Flyer InteractiveDining

Just Like Old Times

An Oxford tradition and damn good catfish, Taylor Grocery reopens.

by JOHN T EDGE

hen Taylor Grocery closed in the spring of 1997, a heavy sigh could be heard to drift across the hill country of northern Mississippi. Famed for serving crisp-fried, sandy-brown catfish in a woebegone, tin-roofed old country store, the avant-funk restaurant had won an army of admirers through the years. When those screen doors slapped shut, and the big metal sign -- the one that pleaded with passersby, "Eat or We Both Starve" -- was hauled inside for the last time, a large chunk of Lafayette County history was laid to rest.

It was a tradition, damn it! A rite. A pilgrimage of import. Rain or shine, win or lose, generations of Ole Miss football fans had made their way down the two-lane blacktop that snaked 8 miles south from Oxford to the little hamlet of Taylor, toddies in hand, fried catfish and hushpuppies on their mind.

No one seems to remember when the first string of Taylor catfish was bathed in milk and eggs, rolled in meal, and tossed in a skillet burbling with oil. Maybe it was sometime in the early '70s; that seems to be the era most often cited. This much is clear: By the early '80s, tiny Taylor was the catfish capital of a state that was plumb catfish crazy. Politicos and starlets, musicians and writers, adventuresome gourmands and just plain folks; they came by the carload, by the busload even, intent upon tasting something authentic, something real, something that smacked of Mississippi. No matter the occasion, Taylor Grocery was the destination restaurant of choice. Weddings and divorces, births and deaths; at the rickety tables set with dull flatware and paper napkins, good times were celebrated, bad times salved.

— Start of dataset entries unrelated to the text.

PR #681, opened 2025-11-04
chore!(precompiles): prevent setting supply cap to beyond u128 max

Rjected:
PR corresponding to spec in https://github.com/tempoxyz/docs/pull/121

### DIFF
--- a/crates/precompiles/src/tip20/mod.rs
+++ b/crates/precompiles/src/tip20/mod.rs
@@ -20,7 +20,7 @@ use crate::{
 };
 use alloy::{
     hex,
-    primitives::{Address, B256, Bytes, IntoLogData, U256, keccak256},
+    primitives::{Address, B256, Bytes, IntoLogData, U256, keccak256, uint},
 };
 use revm::{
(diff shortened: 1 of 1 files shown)


crates/precompiles/src/tip20/mod.rs
```diff
@@ -181,7 +184,7 @@ impl<'a, S: PrecompileStorageProvider> TIP20Token<'a, S> {
         call: ITIP20::setSupplyCapCall,
     ) -> Result<(), TempoPrecompileError> {
         self.check_role(msg_sender, DEFAULT_ADMIN_ROLE)?;
-        if call.newSupplyCap < self.total_supply()? {
+        if call.newSupplyCap < self.total_supply()? || call.newSupplyCap > U128_MAX {
             return Err(TIP20Error::supply_cap_exceeded().into());
```
0xKitsune, line 188: Lgtm, just flagging that `call.newSupplyCap < self.total_supply()?` doesnt exceed the supply cap so we might want to update to a different error both in the reference implementation and the precompile.

Rjected: yep makes sense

But it was on football-game weekends that the place really came alive. Fraternity boys, tight on Jim Beam; sorority girls, pink bows fixed in teased, henna-colored hair: They came, they ate, they scribbled doggerel on the white plaster walls: "John loves Jessica, Tammy digs Tommy, Mississippi State sucks, Archie Manning for Governor, William Faulkner can kick William Shakespeare's ass!"

Soon, "that catfish place" was as prized for the graffiti that covered the walls as it was for the sweet white fish that emerged piping hot from the skillets of owner Mary Kathryn Hudson. Some folks will tell you that it all began on the eve of the Ole Miss-Georgia game back in 1979, when the late writer Willie Morris and Senator Thad Cochran took pens in hand. No matter, in the ensuing 20 years, barrel after barrel of ink was spent, to the point where Willie and Thad's doodles were long ago eclipsed by Tammy and Tommy's. Taylor Grocery was a democratic institution, in the truest sense of the word.

And then it was gone: doors locked, cast-iron skillets stowed away. Mary Kathryn retired. Soon locals were carping that, though you could get a decent plate of sushi up the road in Oxford, a heaping platter of bone-in, honest-to-goodness fried catfish was getting about as scarce as chicken teeth. And they were right.

Within a few weeks of Taylor's closing, rumors began to circulate. Word on the street had it that somebody had bought the place and was turning it into a seafood buffet restaurant. You know the type: popcorn shrimp, whiting straight from the Bering Sea, faux scallops punched from white fish, frog legs of indefinite vintage, and oysters straight from a bucket, all coated in the same anemic breading, all fried in the same acrid oil.

Enter Lynn Hewlett, owner of Oxford's Dixie Creek Barbecue. Turns out, he bought the place soon after it closed in '97 and has since been working for the past two years to reopen it, albeit with a few changes. He grew up in the community, three doors down from Taylor Grocery, to be exact. His grandfather owned the little general store next door. This is his place. These are his people.

"I did my best to remodel the place -- to fix it up so that it would satisfy the Health Department -- in the least obtrusive way possible," Lynn says, his arms sweeping wide to take in the restaurant. From the looks of things, he has succeeded. The walls have been patched in places, but with an eye for saving as much of the old graffiti as possible. The open kitchen has been enclosed. The old bathrooms have been reworked. And Lynn has even installed an underground grease trap, soon to be brimming with oil. But the heart and soul of the place remains intact. "We want to pay homage to the history of this place, to Mary Kathryn who cooked here for so long," says Lynn. "She'll get free catfish any time she wants it. I hope we can fix it to suit her."

This Saturday, the doors are set to open once again on an Ole Miss football game tradition. "Everybody's invited to come on down," Lynn says. "But if you're in a hurry, don't bother to make the trip. We want people to sit out on the porch, sip a little wine or whiskey, and visit with their neighbors while they're waiting for a table. It'll be just like old times."